WORK ITEM:
Set down exactly the lines below, starting at the one that contains "- added user-properties" and ending at the one that contains "- preferring kebab-cases for most keys", with both of those lines included and nothing else.

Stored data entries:
'''
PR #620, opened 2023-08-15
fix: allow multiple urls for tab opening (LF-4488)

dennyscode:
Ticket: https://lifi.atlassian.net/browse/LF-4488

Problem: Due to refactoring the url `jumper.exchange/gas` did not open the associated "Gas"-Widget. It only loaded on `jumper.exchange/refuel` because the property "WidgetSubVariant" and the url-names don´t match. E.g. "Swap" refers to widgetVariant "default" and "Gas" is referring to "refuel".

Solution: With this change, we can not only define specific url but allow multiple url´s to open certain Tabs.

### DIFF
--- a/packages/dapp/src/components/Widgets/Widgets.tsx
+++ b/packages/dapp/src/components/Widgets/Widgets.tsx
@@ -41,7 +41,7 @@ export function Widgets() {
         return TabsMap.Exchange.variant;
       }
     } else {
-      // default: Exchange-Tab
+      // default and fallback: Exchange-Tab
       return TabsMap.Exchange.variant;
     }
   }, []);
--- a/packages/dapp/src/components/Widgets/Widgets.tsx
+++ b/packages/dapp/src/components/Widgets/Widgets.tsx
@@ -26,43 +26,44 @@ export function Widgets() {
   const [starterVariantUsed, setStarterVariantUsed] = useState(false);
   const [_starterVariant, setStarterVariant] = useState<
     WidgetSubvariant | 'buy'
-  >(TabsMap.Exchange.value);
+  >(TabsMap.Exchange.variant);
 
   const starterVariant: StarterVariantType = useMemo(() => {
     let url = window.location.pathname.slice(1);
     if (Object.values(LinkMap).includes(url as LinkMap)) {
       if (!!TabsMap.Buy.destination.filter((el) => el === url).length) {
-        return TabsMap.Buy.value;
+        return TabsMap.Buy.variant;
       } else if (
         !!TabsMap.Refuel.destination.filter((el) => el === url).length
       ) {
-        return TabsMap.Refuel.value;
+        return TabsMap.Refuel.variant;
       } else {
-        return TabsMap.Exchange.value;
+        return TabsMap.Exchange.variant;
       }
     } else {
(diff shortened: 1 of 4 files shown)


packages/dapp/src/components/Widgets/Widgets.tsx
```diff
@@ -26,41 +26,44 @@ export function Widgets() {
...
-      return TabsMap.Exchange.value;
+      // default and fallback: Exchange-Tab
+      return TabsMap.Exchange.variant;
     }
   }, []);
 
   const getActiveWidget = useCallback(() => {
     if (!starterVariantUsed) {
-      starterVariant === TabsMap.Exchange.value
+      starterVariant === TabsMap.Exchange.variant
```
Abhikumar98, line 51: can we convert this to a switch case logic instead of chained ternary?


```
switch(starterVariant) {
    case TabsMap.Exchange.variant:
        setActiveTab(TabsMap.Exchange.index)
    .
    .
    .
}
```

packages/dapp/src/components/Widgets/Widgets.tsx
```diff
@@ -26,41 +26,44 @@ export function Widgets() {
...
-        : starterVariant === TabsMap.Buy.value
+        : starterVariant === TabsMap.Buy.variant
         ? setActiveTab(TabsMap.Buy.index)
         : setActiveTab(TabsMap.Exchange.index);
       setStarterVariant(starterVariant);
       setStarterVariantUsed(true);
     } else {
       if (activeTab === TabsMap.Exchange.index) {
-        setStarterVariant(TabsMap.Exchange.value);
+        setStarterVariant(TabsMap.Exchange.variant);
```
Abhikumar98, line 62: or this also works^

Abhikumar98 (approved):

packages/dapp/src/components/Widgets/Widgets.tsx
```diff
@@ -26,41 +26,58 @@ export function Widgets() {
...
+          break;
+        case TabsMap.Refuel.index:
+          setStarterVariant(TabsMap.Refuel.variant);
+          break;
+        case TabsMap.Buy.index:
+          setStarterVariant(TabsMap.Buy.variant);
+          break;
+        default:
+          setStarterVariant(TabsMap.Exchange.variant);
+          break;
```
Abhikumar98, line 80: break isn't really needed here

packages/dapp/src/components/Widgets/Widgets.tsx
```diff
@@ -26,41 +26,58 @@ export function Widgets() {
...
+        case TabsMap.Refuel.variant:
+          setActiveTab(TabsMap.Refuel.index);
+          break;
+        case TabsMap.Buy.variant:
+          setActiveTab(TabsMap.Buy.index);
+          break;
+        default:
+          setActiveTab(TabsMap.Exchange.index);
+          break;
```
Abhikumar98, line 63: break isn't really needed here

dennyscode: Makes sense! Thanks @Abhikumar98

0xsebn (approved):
'''
'''
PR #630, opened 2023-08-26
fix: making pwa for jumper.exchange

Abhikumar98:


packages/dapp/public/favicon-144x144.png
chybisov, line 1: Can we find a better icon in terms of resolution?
'''
'''
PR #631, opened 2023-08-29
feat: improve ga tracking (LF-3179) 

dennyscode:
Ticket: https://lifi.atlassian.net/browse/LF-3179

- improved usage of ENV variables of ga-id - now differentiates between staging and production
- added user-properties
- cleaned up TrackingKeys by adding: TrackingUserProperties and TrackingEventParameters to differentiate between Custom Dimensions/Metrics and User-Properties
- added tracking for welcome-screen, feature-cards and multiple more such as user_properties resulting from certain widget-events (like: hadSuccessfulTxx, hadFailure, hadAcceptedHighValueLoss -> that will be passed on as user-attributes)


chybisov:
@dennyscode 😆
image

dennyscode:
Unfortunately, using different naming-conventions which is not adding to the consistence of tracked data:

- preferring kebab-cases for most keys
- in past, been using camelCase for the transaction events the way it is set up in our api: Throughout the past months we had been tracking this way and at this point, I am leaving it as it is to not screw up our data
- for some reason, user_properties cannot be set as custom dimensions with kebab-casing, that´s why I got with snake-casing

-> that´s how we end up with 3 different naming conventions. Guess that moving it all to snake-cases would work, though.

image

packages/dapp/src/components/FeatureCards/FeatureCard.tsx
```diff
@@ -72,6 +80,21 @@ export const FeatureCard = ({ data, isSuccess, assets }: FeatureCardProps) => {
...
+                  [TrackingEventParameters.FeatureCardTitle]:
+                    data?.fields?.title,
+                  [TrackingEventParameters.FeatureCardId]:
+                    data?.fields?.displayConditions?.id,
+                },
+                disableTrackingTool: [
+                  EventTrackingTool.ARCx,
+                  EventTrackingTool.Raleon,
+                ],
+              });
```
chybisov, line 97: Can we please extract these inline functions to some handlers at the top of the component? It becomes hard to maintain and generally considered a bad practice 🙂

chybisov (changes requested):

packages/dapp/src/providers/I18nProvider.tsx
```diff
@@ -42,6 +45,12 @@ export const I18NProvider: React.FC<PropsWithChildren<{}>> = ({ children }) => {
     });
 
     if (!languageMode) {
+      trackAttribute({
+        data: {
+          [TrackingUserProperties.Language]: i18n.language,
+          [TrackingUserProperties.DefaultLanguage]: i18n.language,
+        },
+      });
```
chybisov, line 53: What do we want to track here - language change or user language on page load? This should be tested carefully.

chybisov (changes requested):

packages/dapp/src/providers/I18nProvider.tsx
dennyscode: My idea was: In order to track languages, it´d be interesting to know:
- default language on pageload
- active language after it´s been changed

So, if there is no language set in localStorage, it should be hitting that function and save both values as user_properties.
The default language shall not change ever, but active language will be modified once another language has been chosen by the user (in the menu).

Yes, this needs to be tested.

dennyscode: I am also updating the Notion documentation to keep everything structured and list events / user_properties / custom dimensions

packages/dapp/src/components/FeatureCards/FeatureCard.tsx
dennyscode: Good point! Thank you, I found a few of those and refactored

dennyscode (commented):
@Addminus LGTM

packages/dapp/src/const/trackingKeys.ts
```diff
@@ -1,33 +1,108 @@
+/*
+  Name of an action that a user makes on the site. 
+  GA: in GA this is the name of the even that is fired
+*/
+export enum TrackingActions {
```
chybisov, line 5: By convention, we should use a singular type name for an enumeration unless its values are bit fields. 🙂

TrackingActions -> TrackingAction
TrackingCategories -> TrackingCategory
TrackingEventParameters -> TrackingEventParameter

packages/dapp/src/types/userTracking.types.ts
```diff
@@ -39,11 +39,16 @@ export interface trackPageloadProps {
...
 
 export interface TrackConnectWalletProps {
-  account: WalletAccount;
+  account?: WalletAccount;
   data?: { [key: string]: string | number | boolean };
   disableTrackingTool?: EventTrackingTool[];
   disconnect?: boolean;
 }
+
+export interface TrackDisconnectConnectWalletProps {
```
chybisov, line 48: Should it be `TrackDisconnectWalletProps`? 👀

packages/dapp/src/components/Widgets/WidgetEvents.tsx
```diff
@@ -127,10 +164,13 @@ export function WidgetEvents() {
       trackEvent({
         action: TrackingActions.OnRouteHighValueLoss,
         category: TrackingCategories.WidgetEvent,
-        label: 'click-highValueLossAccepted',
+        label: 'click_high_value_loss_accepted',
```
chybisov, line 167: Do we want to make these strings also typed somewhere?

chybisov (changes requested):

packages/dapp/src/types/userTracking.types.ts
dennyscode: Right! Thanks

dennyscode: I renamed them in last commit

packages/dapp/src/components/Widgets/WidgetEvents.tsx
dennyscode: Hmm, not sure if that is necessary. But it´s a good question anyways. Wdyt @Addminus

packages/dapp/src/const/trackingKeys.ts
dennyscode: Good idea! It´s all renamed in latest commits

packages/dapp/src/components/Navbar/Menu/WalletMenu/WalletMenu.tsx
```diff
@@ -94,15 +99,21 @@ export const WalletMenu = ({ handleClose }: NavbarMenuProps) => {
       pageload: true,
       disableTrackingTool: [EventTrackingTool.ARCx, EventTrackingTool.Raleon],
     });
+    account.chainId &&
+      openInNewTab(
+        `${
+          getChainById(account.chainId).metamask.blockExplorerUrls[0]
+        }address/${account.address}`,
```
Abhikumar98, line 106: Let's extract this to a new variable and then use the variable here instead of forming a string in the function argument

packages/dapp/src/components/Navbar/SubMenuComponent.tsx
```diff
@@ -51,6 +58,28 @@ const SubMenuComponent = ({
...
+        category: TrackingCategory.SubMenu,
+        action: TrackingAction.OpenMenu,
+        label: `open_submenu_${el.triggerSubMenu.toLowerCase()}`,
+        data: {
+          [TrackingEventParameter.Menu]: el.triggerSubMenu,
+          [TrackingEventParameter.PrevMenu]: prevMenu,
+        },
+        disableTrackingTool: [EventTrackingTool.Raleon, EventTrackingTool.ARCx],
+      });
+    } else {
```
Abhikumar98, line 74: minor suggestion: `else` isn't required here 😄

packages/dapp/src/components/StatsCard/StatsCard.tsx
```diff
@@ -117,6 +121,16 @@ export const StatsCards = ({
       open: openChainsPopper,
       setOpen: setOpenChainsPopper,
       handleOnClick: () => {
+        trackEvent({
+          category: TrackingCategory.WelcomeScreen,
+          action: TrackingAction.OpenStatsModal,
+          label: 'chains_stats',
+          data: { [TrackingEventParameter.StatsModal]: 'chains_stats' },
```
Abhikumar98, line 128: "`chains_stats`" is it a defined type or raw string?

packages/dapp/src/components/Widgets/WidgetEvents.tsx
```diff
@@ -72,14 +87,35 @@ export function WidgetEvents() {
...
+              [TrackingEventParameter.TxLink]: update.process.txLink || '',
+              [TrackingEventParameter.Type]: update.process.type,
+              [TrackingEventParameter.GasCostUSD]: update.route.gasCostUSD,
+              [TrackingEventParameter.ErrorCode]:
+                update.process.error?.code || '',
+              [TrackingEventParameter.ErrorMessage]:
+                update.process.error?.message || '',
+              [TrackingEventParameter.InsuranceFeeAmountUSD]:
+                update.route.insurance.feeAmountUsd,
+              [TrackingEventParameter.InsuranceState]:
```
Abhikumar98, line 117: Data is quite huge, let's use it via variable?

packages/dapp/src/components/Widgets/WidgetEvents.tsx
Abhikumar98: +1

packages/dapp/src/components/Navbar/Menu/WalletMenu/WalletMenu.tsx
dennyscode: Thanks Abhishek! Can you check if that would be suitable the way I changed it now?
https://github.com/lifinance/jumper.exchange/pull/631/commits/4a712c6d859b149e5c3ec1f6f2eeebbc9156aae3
'''
RESPONSE TO THE EXERCISE:
- added user-properties
- cleaned up TrackingKeys by adding: TrackingUserProperties and TrackingEventParameters to differentiate between Custom Dimensions/Metrics and User-Properties
- added tracking for welcome-screen, feature-cards and multiple more such as user_properties resulting from certain widget-events (like: hadSuccessfulTxx, hadFailure, hadAcceptedHighValueLoss -> that will be passed on as user-attributes)


chybisov:
@dennyscode 😆
image

dennyscode:
Unfortunately, using different naming-conventions which is not adding to the consistence of tracked data:

- preferring kebab-cases for most keys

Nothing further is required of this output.